What you don't know is that there are twenty people hiding in the back of the house who break out working like Tasmanian devils when the camera is off.
My husband and I were only two Tasmanian devils and even we weren't fast enough. He actually never slept Saturday night and painted from 7:00am Saturday morning until 5:00pm Sunday evening. There were times that I almost started crying because it was just so overwhelming and I felt we would never get done. It was HELL. In Arabic, they say "Mosaba" meaning it's a catastrophe. All weekend long as I passed my mother-in-law in the house we would look at each and say, "Mon dieu...Mosaba!!".
I love that woman, by the way. She is such a dear angel. She flew from Morocco a few months ago and will be here until November. She helped out as well this past weekend and made the most beautiful curtains, pillows and comforter for the guest room. I need to take pics and post them one day.

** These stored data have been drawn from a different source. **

PR #9994, opened 2020-10-15
Properly validate RequestPriority parameter

### LINKED ISSUE #9992: RequestPriority validation only works during the workflow creation
**Impact of the bug**
ReqMgr2

**Describe the bug**
`RequestPriority` spec parameter is supposed to be integer, according to its specification here:
https://github.com/dmwm/WMCore/blob/master/src/python/WMCore/WMSpec/StdSpecs/StdBase.py#L1033-L1034

however, I just spotted a few requests in the system with real values, example:
https://cmsweb.cern.ch/reqmgr2/fetch?rid=cmsunified_ACDC2_task_TOP-RunIISummer19UL17wmLHEGEN-00071__v1_T_201010_132628_5975
```
    244840.32: 2020-10-10 11:26:28 UTC DN: /DC=ch/DC=cern/OU=computers/CN=unified/vocms0268.cern.ch
```

**How to reproduce it**
I guess one can try even from the Gui for a workflow in active status.

**Expected behavior**
Such values should not be allowed and the HTTP request - to update the workflow priority - should fail. In other words, the spec parameter validation function needs to be properly applied, including the data type.

I'm still not sure whether this can cause other problems, perhaps at job submission or something like that...

amaltaro:
Fixes #9992 

#### Status
ready

#### Description
Make sure the `RequestPriority` spec parameter is properly validated, regardless of which state the workflow is.
For clarity: it must be of the `integer` type and be in the range of `[0, 1e6]`

Yes (well, we need to chase those requests with float value, otherwise an ACDC might fail to be created...)

#### Related PRs
none

none

### DIFF
--- a/src/python/WMCore/ReqMgr/Utils/Validation.py
+++ b/src/python/WMCore/ReqMgr/Utils/Validation.py
@@ -13,6 +13,7 @@ from WMCore.ReqMgr.DataStructs.RequestStatus import check_allowed_transition, ST
 from WMCore.ReqMgr.Tools.cms import releases, architectures, dashboardActivities
 from WMCore.Services.DBS.DBS3Reader import getDataTiers
 from WMCore.WMFactory import WMFactory
+from WMCore.WMSpec.StdSpecs.StdBase import StdBase
 from WMCore.WMSpec.WMWorkload import WMWorkloadHelper
 from WMCore.WMSpec.WMWorkloadTools import loadSpecClassByType, setArgumentsWithDefault
 from WMCore.Cache.GenericDataCache import GenericDataCache, MemoryCacheStruct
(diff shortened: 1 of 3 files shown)


amaltaro:
Tests went fine!

src/python/WMCore/ReqMgr/Utils/Validation.py
```diff
@@ -63,15 +64,31 @@ def validate_request_update_args(request_args, config, reqmgr_db_service, param)
...
+    Validate the RequestPriority argument against its definition
+    in StdBase
+    :param reqArgs: dictionary of user request arguments
+    :return: nothing, but raises an exception in case of an invalid value
+    """
+    if 'RequestPriority' in reqArgs:
+        reqPrioDefin = StdBase.getWorkloadCreateArgs()['RequestPriority']
+        try:
+            # Web GUI sends it as a string
+            reqArgs['RequestPriority'] = int(reqArgs['RequestPriority'])
```
todor-ivanov, line 83: Wouldn't that be more clear if one just does the following here:

```
if not isinstance(reqArgs['RequestPriority'], reqPrioDefin['type']):
    raise InvalidSpecParameterValue(msg)
```
We need to check for the type only and not for the possibility to cast the object to a given type, because we never do so down the code. And we will also avoid hardcoding a `int` type check in the middle of the code while we have the object type defined from StdBase. I think we should take it from the upper level object otherwise we risk to have objects that silently transform from one type to another, which in my opinion is a bug.

todor-ivanov (changes requested):
@amaltaro  I made one comment in the code. Please take a look at it. Thanks!

src/python/WMCore/ReqMgr/Utils/Validation.py
amaltaro: Good catch. I meant to write:
```
reqArgs['RequestPriority'] = reqPrioDefin['type'](reqArgs['RequestPriority'])
```

About simply checking the data type, it would be easier if we were already running this software in python3. Since we are still in py2, any check for string is just another complication in the near future.

todor-ivanov (approved):
looks good to me
Thanks @amaltaro

amaltaro:
@todor-ivanov sorry for bugging you again here. I didn't manage to reproduce the string type on my VM, neither via script, nor via Gui. So I made the change to simply check for the data type. Can you please have another look? Thanks

todor-ivanov (approved):
Looks perfect to me. Thanks!

amaltaro:
Thanks!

Wow...I said "guest room". Most of the time I say it's my daughter's room because it is her room. It is the room she left and moved away from. It is really gorgeous now. I think it's easier to look at because it doesn't look like her room anymore. After she left it was hell even looking in the direction of her bedroom. All of her posters were off the walls when she left with holes all over the drywall. None of her things were there anymore and it looked abandoned. The walls were a mess with holes. I didn't realize it because she was always putting up posters here and there and changing them out and I never knew how many holes she actually put in the walls. My husband was spackling like crazy to fill them all in.
We still say it's her room. It will always be her room. It is just different now. Just like our relationship since she left.
I really need to write about what happened up until and when she left. It is just so difficult to do that.
Karen, I am sorry to hear about your daughter. I read your comments to my other posts and I wanted to say something and felt at a loss for words. I completely understand what you are going through. It's just so damn hard. I will write you soon, though. It has just been difficult to do it.
My brother-in-law and his wife and daughter will be here for another two weeks. Things will then start calming down. The only things left to do to the house after they leave is:
- Paint the facade of my husband's studio which happens to be located at the front of our house. The sun has faded it out so badly it looks like Sanford and Son live here.
- Turn the guest room (the room beside my daughter's room) into a "cave" for me. My husband is going to build bookshelves, we are going to paint and I am going to get my scrapbooking and jewelry-making things out of boxes they have been stored in for FOREVER and have a place all my own. I simply cannot wait for that!!
- Redo the paint in our bathroom. We never had a chance to get to it.
- Paint the shed in the backyard.
It's been nice to declutter. You feel lighter in your mind after going through everything. I still have more to do, but a huge amount has been done already.
I went to court for the bankruptcy hearing. Thank goodness that is over. The judge said that I would have to be "re-evaluated" in October 2011 because by then my husband hopefully will have a job and our financial situation will be different which means we will have to pay more money to the court every month. I hate the thought of having to go back to court then. Bankruptcy court is such a miserable place. People there all look depressed. Some people are having to pay over $3,200 a month for five years for their bankruptcy! I don't know how they afford that. I am having to pay $200 a month for five years. Many people there had already filed for bankruptcy multiple times in their life. I never knew that you could do that. I definitely don't ever want to do that again.
I still haven't gotten word about when I am supposed to go to the federal court for the security clearance I need for my job. I have all of my paperwork together though and am just waiting to know the date.
My house is changing just like my life has been changing. It's a new phase of life now. I am trying to get used to it. I don't know if I can. I haven't given up yet, though. I hope to get through it and be smiling on the other side.